KKP memastikan bahwa penggunaan obat ikan dalam budi daya perikanan di Indonesia telah diatur secara ketat melalui Peraturan Menteri Kelautan dan Perikanan (Permen KP) Nomor 19 Tahun 2024.
Salah satu poin utama dalam regulasi tersebut adalah penetapan daftar zat aktif yang diperbolehkan dalam budi daya ikan. Saat ini, hanya enam zat aktif yang diizinkan, yaitu klortetrasiklin, tetrasiklin, oksitetrasiklin, enrofloksasin, sulfadiazine, dan eritromisin. Selain dari daftar tersebut, zat aktif lainnya dilarang untuk digunakan dalam perikanan budi daya.
"Lebih lanjut, penggunaan obat ikan, termasuk antibiotik, yang telah terdaftar di KKP harus mengikuti aturan ketat. Antibiotik hanya diperbolehkan diberikan melalui perendaman atau dicampur dalam pakan ikan," kata KKP melalui keterangan resmi yang diterima CNBC Indonesia, Rabu (26/3/2025).
Adapun metode injeksi pada ikan hanya dapat dilakukan untuk vaksin, bukan untuk pemberian antibiotik.

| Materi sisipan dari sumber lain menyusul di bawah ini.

PR #378, opened 2016-11-08
Fixed accent color selection when no yellow is shown

mikeger:
# Issue

The indexes where not aligned between `ZMAccentColor.all()` array and `self.colors` array.

### DIFF
--- a/Wire-iOS/Sources/UserInterface/Settings/AccentColorPickerController.swift
+++ b/Wire-iOS/Sources/UserInterface/Settings/AccentColorPickerController.swift
@@ -212,13 +212,17 @@ extension ColorPickerController: UITableViewDelegate, UITableViewDataSource {
 
 
 
-open class AccentColorPickerController: ColorPickerController {
+final class AccentColorPickerController: ColorPickerController {
+    fileprivate let allAccentColors: [ZMAccentColor]
+    
+    
     public init() {
-        let allColors = ZMAccentColor.all().filter { $0 != .brightYellow }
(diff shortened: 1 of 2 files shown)


Wire-iOS/Sources/UserInterface/Settings/AccentColorPickerController.swift
```diff
@@ -212,13 +212,17 @@ extension ColorPickerController: UITableViewDelegate, UITableViewDataSource {
...
 
 
-open class AccentColorPickerController: ColorPickerController {
+final class AccentColorPickerController: ColorPickerController {
+    fileprivate let allAccentColors: [ZMAccentColor]
+    
+    
     public init() {
-        let allColors = ZMAccentColor.all().filter { $0 != .brightYellow }
+        self.allAccentColors = ZMAccentColor.all().filter { $0 != .brightYellow }
```
marcoconti83: Feels a bit hacky to hardcode one out. But from what I understood we need to keep this yellow around for older clients, right?

marcoconti83: Maybe store it in a static `discontinuedColors` array makes it clearer why we are leaving out yellow

mikeger: Yep, if user used to have yellow color we are not forcing it to be changed (yet)

mikeger:
@marcoconti83 please re-review

marcoconti83:
👍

Menurut KKP, penggunaan antibiotik yang diperbolehkan harus sesuai dengan dosis yang tepat, dalam jangka waktu yang ditentukan, serta memperhatikan masa henti (withdrawal time) sebelum panen guna memastikan keamanan produk perikanan yang dihasilkan.

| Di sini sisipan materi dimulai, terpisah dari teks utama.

PR #383, opened 2016-11-10
Update OPEN LINKS IN copy per ZIOS-7596

infotexture:


mikeger:
@infotexture this pull request is going into `fix/move-open-in-ZIOS-7596` branch. Is that correct?

PR #395, opened 2016-11-15
Fix missing rounded corners when cells are presented initially

daehn:
# What's in this PR?

* There was an issue with the rounded corners of several cells not being present when the cells are shown for the first time.
* `layoutSubViews` is not called the first time a cell is created, which is why we need to call `setNeedsLayout()` and `layoutIfNeeded()` manually in the initializers of `AudioMessageCell`, `FileTransferCell` and `VideoMessageCell`.


mikeger:
I guess it's an iOS 10 `feature` consequence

KKP juga secara rutin melakukan pemantauan residu antibiotik pada komoditas ikan air tawar, termasuk ikan lele, di berbagai daerah sentra produksi seperti Jawa Barat, Jawa Timur, Jawa Tengah, dan beberapa provinsi lainnya.

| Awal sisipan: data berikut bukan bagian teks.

PR #397, opened 2016-11-16
Enable deletion for the selfUser for failed to send messages and in left conversations

daehn:
# What's in this PR?
* This fixes [#7281](https://wearezeta.atlassian.net/browse/ZIOS-7448) and [#7448](https://wearezeta.atlassian.net/browse/ZIOS-7281).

Berdasarkan hasil uji residu pada 2023 dan 2024, tidak ditemukan adanya residu oksitetrasiklin dan kloramfenikol pada sampel ikan lele yang diuji.
Sebelumnya, Direktur Utama BPJS Kesehatan Ali Ghufron Mukti menyoroti laporan yang diperolehnya soal klaim hampir 100 persen ikan lele diinjeksi obat antibiotik. Hal ini diungkapkannya terkait sejumlah penyebab melonjaknya kasus gagal ginjal kronik.
"Tahun 2024 ini mencapai Rp 11 triliun, cukup besar untuk seluruh penyakit gagal ginjal kronik, ini baru yang hanya tercover BPJS saja," ujarnya dikutip dari Detik.com, Sabtu (15/3/2025).